(Exercise materials Opens)

PR #2303, opened 2021-09-11
SVG parser: refactor style parser

rodolforg:


synfig-core/src/modules/mod_svg/svg_parser.cpp
```diff
@@ -2113,3 +2063,173 @@ get_inkscape_version(const xmlpp::Element* svgNodeElement)
...
+std::string
+Style::get(const std::string &property, std::string default_value) const
+{
+	auto item = data.find(property);
+	if (item == data.end())
+		return default_value;
+	return item->second;
+}
+
+double
```
ice0, line 2118: Could you please add a short description of how this method should work?

synfig-core/src/modules/mod_svg/svg_parser.cpp
```diff
@@ -2113,3 +2063,173 @@ get_inkscape_version(const xmlpp::Element* svgNodeElement)
...
+Style::merge_presentation_attributes(const xmlpp::Element *elem)
+{
+	// presentation attributes: https://www.w3.org/TR/SVG/styling.html#ElementSpecificStyling
+	// this list won't increase in new versions. phew!
+
+	static const std::vector<std::string> circle_ellipse_props {"cx","cy"};
+	// geometry_props is for 'foreignObject', 'image', 'rect', 'svg', 'symbol', and 'use'
+	static const std::vector<std::string> geometry_props {"height", "width", "x", "y"};
+	//static const std::vector<std::string> circle_props {"r"};
+	static const std::vector<std::string> circle_rect_props {"rx", "ry"};
```
ice0, line 2152: > rx, ry | ‘ellipse’ and ‘rect’

Looks like ellipse should be here?

synfig-core/src/modules/mod_svg/svg_parser.cpp
```diff
@@ -2113,3 +2063,173 @@ get_inkscape_version(const xmlpp::Element* svgNodeElement)
...
+		}
+		previous_pos = pos;
+		pos++;
+	}
+}
+
+void
+Style::push(const std::string &property, const std::string &value)
+{
+	if (!value.empty() && value != "inherit" && !property.empty())
```
ice0, line 2233: Am I correct and `inherit` is just ignored now?

ice0 (changes requested):

synfig-core/src/modules/mod_svg/svg_parser.cpp
rodolforg: Yes.
Currently it is too.

In most cases, it is the natural way of CSS style processing. And the current code and my proposal use it by default if not overridden.

My proposal to a Style object have all explicitly defined properties. When you go to a child element, you take the parent style and merge the child properties. 'inherit' would mean 'keep that value from my parent'.

Some properties, however, are non-inherited by default, and `inherit` would force it. https://developer.mozilla.org/en-US/docs/Web/CSS/inheritance#non-inherited_properties I'll inspect later (I hope) if any of SVG needs it.

synfig-core/src/modules/mod_svg/svg_parser.cpp
rodolforg: Ouch.

synfig-core/src/modules/mod_svg/svg_parser.cpp
```diff
@@ -2113,3 +2063,173 @@ get_inkscape_version(const xmlpp::Element* svgNodeElement)
...
+	if (item == data.end())
+		return default_value;
+	return item->second;
+}
+
+double
+Style::compute(const std::string &property, std::string default_value, double reference_value) const
+{
+	std::string value = get(property, default_value);
+	if (value.back() != '%')
```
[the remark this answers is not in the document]
rodolforg: Theoretically, `default_value` would not be an empty string, but yes, we should guarantee anyway.

synfig-core/src/modules/mod_svg/svg_parser.cpp
```diff
@@ -496,22 +482,23 @@ Svg_parser::parser_layer(const xmlpp::Node* node, xmlpp::Element* root, String p
...
 void
-Svg_parser::parser_rect(const xmlpp::Element* nodeElement,xmlpp::Element* root, const String& fill, const String& fill_opacity, const String& opacity)
+Svg_parser::parser_rect(const xmlpp::Element* nodeElement,xmlpp::Element* root, const Style& style)
 {
 	Glib::ustring rect_id		=nodeElement->get_attribute_value("id");
 	Glib::ustring rect_x		=nodeElement->get_attribute_value("x");
 	Glib::ustring rect_y		=nodeElement->get_attribute_value("y");
 	Glib::ustring rect_width	=nodeElement->get_attribute_value("width");
 	Glib::ustring rect_height	=nodeElement->get_attribute_value("height");
+	Glib::ustring fill       	= style.get("fill", "#000");
```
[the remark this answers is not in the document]
rodolforg: We allow 3 hex digits version too. (See `getRed()`)

synfig-core/src/modules/mod_svg/svg_parser.cpp
```diff
@@ -2113,3 +2063,173 @@ get_inkscape_version(const xmlpp::Element* svgNodeElement)
...
+
+	// merge properties with current style
+	// Normally, we just replace them with new values
+	// However, there are some special cases (SVG 1.1 6.14):
+	//   - relative values will have the same units as the value to which it is relative
+	//      and percentage lengths are relative to current viewport or bounding box dimensions
+	//   - if a 'clip-path' property is specified on an ancestor element, and the current element
+	//       has a 'clip-path' of none, the ancestor's clipping path still applies to current element
+
+	for (auto prop : style.data) {
```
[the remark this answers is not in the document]
rodolforg: Done

synfig-core/src/modules/mod_svg/svg_parser.cpp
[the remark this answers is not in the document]
rodolforg: Done.

synfig-core/src/modules/mod_svg/svg_parser.cpp
rodolforg: Done

synfig-core/src/modules/mod_svg/svg_parser.cpp
rodolforg: Done

rodolforg:
Done your review points and rebased to master :)

synfig-core/src/modules/mod_svg/svg_parser.cpp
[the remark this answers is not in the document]
ice0: Ok

synfig-core/src/modules/mod_svg/svg_parser.cpp
```diff
@@ -2113,3 +2063,186 @@ get_inkscape_version(const xmlpp::Element* svgNodeElement)
...
+/// This method retrieve a property value, like get() does, but it returns
+/// its numeric value (and it should be used only for numeric properties.
+///
+/// If property is a numerical number, its value should be parsed and computed.
+/// \param property Property name.
+/// \param default_value The value to be used, if this Style does not have this property explicitly set
+/// \param reference_value If property may be percentual, what is the percentage reference
+/// \return the property value as a real number
+double
+Style::compute(const std::string &property, std::string default_value, double reference_value) const
```
ice0, line 2125: Another question. What value it should return for value = `30%`? 
As it seems to me, there should be 0.3, but as I can see from code there will be 30?

rodolforg: Ouch. I didn't create a percentage value test yet here XD

I rewrote this method.

synfig-core/src/modules/mod_svg/svg_parser.cpp
```diff
@@ -2113,3 +2063,185 @@ get_inkscape_version(const xmlpp::Element* svgNodeElement)
...
+
+	try {
+		if (value.back() != '%')
+			return std::stod(value);
+		else
+			return reference_value * std::stod(value) / 100.;
+	} catch(...) {
+	}
+
+	if (value != default_value) {
```
ice0, line 2137: There might still be a problem with the empty default value here. For example, if you push a wrong value into a property and pass an empty default. 

Also if you add a test for empty value here, when code begins to repeat yourself.
Here my proposed change:

https://github.com/ice0/synfig/commit/2e105a38ccd09bcf0014621e12e6bc46543cf545

rodolforg: done! Thank you :D

ice0:
Merged. Thank you!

(Exercise materials Closes)

Try it: Each and every record above needs writing out exactly.

Task response:
PR #2303, opened 2021-09-11
SVG parser: refactor style parser

rodolforg:


synfig-core/src/modules/mod_svg/svg_parser.cpp
```diff
@@ -2113,3 +2063,173 @@ get_inkscape_version(const xmlpp::Element* svgNodeElement)
...
+std::string
+Style::get(const std::string &property, std::string default_value) const
+{
+	auto item = data.find(property);
+	if (item == data.end())
+		return default_value;
+	return item->second;
+}
+
+double
```
ice0, line 2118: Could you please add a short description of how this method should work?

synfig-core/src/modules/mod_svg/svg_parser.cpp
```diff
@@ -2113,3 +2063,173 @@ get_inkscape_version(const xmlpp::Element* svgNodeElement)
...
+Style::merge_presentation_attributes(const xmlpp::Element *elem)
+{
+	// presentation attributes: https://www.w3.org/TR/SVG/styling.html#ElementSpecificStyling
+	// this list won't increase in new versions. phew!
+
+	static const std::vector<std::string> circle_ellipse_props {"cx","cy"};
+	// geometry_props is for 'foreignObject', 'image', 'rect', 'svg', 'symbol', and 'use'
+	static const std::vector<std::string> geometry_props {"height", "width", "x", "y"};
+	//static const std::vector<std::string> circle_props {"r"};
+	static const std::vector<std::string> circle_rect_props {"rx", "ry"};
```
ice0, line 2152: > rx, ry | ‘ellipse’ and ‘rect’

Looks like ellipse should be here?

synfig-core/src/modules/mod_svg/svg_parser.cpp
```diff
@@ -2113,3 +2063,173 @@ get_inkscape_version(const xmlpp::Element* svgNodeElement)
...
+		}
+		previous_pos = pos;
+		pos++;
+	}
+}
+
+void
+Style::push(const std::string &property, const std::string &value)
+{
+	if (!value.empty() && value != "inherit" && !property.empty())
```
ice0, line 2233: Am I correct and `inherit` is just ignored now?

ice0 (changes requested):

synfig-core/src/modules/mod_svg/svg_parser.cpp
rodolforg: Yes.
Currently it is too.

In most cases, it is the natural way of CSS style processing. And the current code and my proposal use it by default if not overridden.

My proposal to a Style object have all explicitly defined properties. When you go to a child element, you take the parent style and merge the child properties. 'inherit' would mean 'keep that value from my parent'.

Some properties, however, are non-inherited by default, and `inherit` would force it. https://developer.mozilla.org/en-US/docs/Web/CSS/inheritance#non-inherited_properties I'll inspect later (I hope) if any of SVG needs it.

synfig-core/src/modules/mod_svg/svg_parser.cpp
rodolforg: Ouch.

synfig-core/src/modules/mod_svg/svg_parser.cpp
```diff
@@ -2113,3 +2063,173 @@ get_inkscape_version(const xmlpp::Element* svgNodeElement)
...
+	if (item == data.end())
+		return default_value;
+	return item->second;
+}
+
+double
+Style::compute(const std::string &property, std::string default_value, double reference_value) const
+{
+	std::string value = get(property, default_value);
+	if (value.back() != '%')
```
[the remark this answers is not in the document]
rodolforg: Theoretically, `default_value` would not be an empty string, but yes, we should guarantee anyway.

synfig-core/src/modules/mod_svg/svg_parser.cpp
```diff
@@ -496,22 +482,23 @@ Svg_parser::parser_layer(const xmlpp::Node* node, xmlpp::Element* root, String p
...
 void
-Svg_parser::parser_rect(const xmlpp::Element* nodeElement,xmlpp::Element* root, const String& fill, const String& fill_opacity, const String& opacity)
+Svg_parser::parser_rect(const xmlpp::Element* nodeElement,xmlpp::Element* root, const Style& style)
 {
 	Glib::ustring rect_id		=nodeElement->get_attribute_value("id");
 	Glib::ustring rect_x		=nodeElement->get_attribute_value("x");
 	Glib::ustring rect_y		=nodeElement->get_attribute_value("y");
 	Glib::ustring rect_width	=nodeElement->get_attribute_value("width");
 	Glib::ustring rect_height	=nodeElement->get_attribute_value("height");
+	Glib::ustring fill       	= style.get("fill", "#000");
```
[the remark this answers is not in the document]
rodolforg: We allow 3 hex digits version too. (See `getRed()`)

synfig-core/src/modules/mod_svg/svg_parser.cpp
```diff
@@ -2113,3 +2063,173 @@ get_inkscape_version(const xmlpp::Element* svgNodeElement)
...
+
+	// merge properties with current style
+	// Normally, we just replace them with new values
+	// However, there are some special cases (SVG 1.1 6.14):
+	//   - relative values will have the same units as the value to which it is relative
+	//      and percentage lengths are relative to current viewport or bounding box dimensions
+	//   - if a 'clip-path' property is specified on an ancestor element, and the current element
+	//       has a 'clip-path' of none, the ancestor's clipping path still applies to current element
+
+	for (auto prop : style.data) {
```
[the remark this answers is not in the document]
rodolforg: Done

synfig-core/src/modules/mod_svg/svg_parser.cpp
[the remark this answers is not in the document]
rodolforg: Done.

synfig-core/src/modules/mod_svg/svg_parser.cpp
rodolforg: Done

synfig-core/src/modules/mod_svg/svg_parser.cpp
rodolforg: Done

rodolforg:
Done your review points and rebased to master :)

synfig-core/src/modules/mod_svg/svg_parser.cpp
[the remark this answers is not in the document]
ice0: Ok

synfig-core/src/modules/mod_svg/svg_parser.cpp
```diff
@@ -2113,3 +2063,186 @@ get_inkscape_version(const xmlpp::Element* svgNodeElement)
...
+/// This method retrieve a property value, like get() does, but it returns
+/// its numeric value (and it should be used only for numeric properties.
+///
+/// If property is a numerical number, its value should be parsed and computed.
+/// \param property Property name.
+/// \param default_value The value to be used, if this Style does not have this property explicitly set
+/// \param reference_value If property may be percentual, what is the percentage reference
+/// \return the property value as a real number
+double
+Style::compute(const std::string &property, std::string default_value, double reference_value) const
```
ice0, line 2125: Another question. What value it should return for value = `30%`? 
As it seems to me, there should be 0.3, but as I can see from code there will be 30?

rodolforg: Ouch. I didn't create a percentage value test yet here XD

I rewrote this method.

synfig-core/src/modules/mod_svg/svg_parser.cpp
```diff
@@ -2113,3 +2063,185 @@ get_inkscape_version(const xmlpp::Element* svgNodeElement)
...
+
+	try {
+		if (value.back() != '%')
+			return std::stod(value);
+		else
+			return reference_value * std::stod(value) / 100.;
+	} catch(...) {
+	}
+
+	if (value != default_value) {
```
ice0, line 2137: There might still be a problem with the empty default value here. For example, if you push a wrong value into a property and pass an empty default. 

Also if you add a test for empty value here, when code begins to repeat yourself.
Here my proposed change:

https://github.com/ice0/synfig/commit/2e105a38ccd09bcf0014621e12e6bc46543cf545

rodolforg: done! Thank you :D

ice0:
Merged. Thank you!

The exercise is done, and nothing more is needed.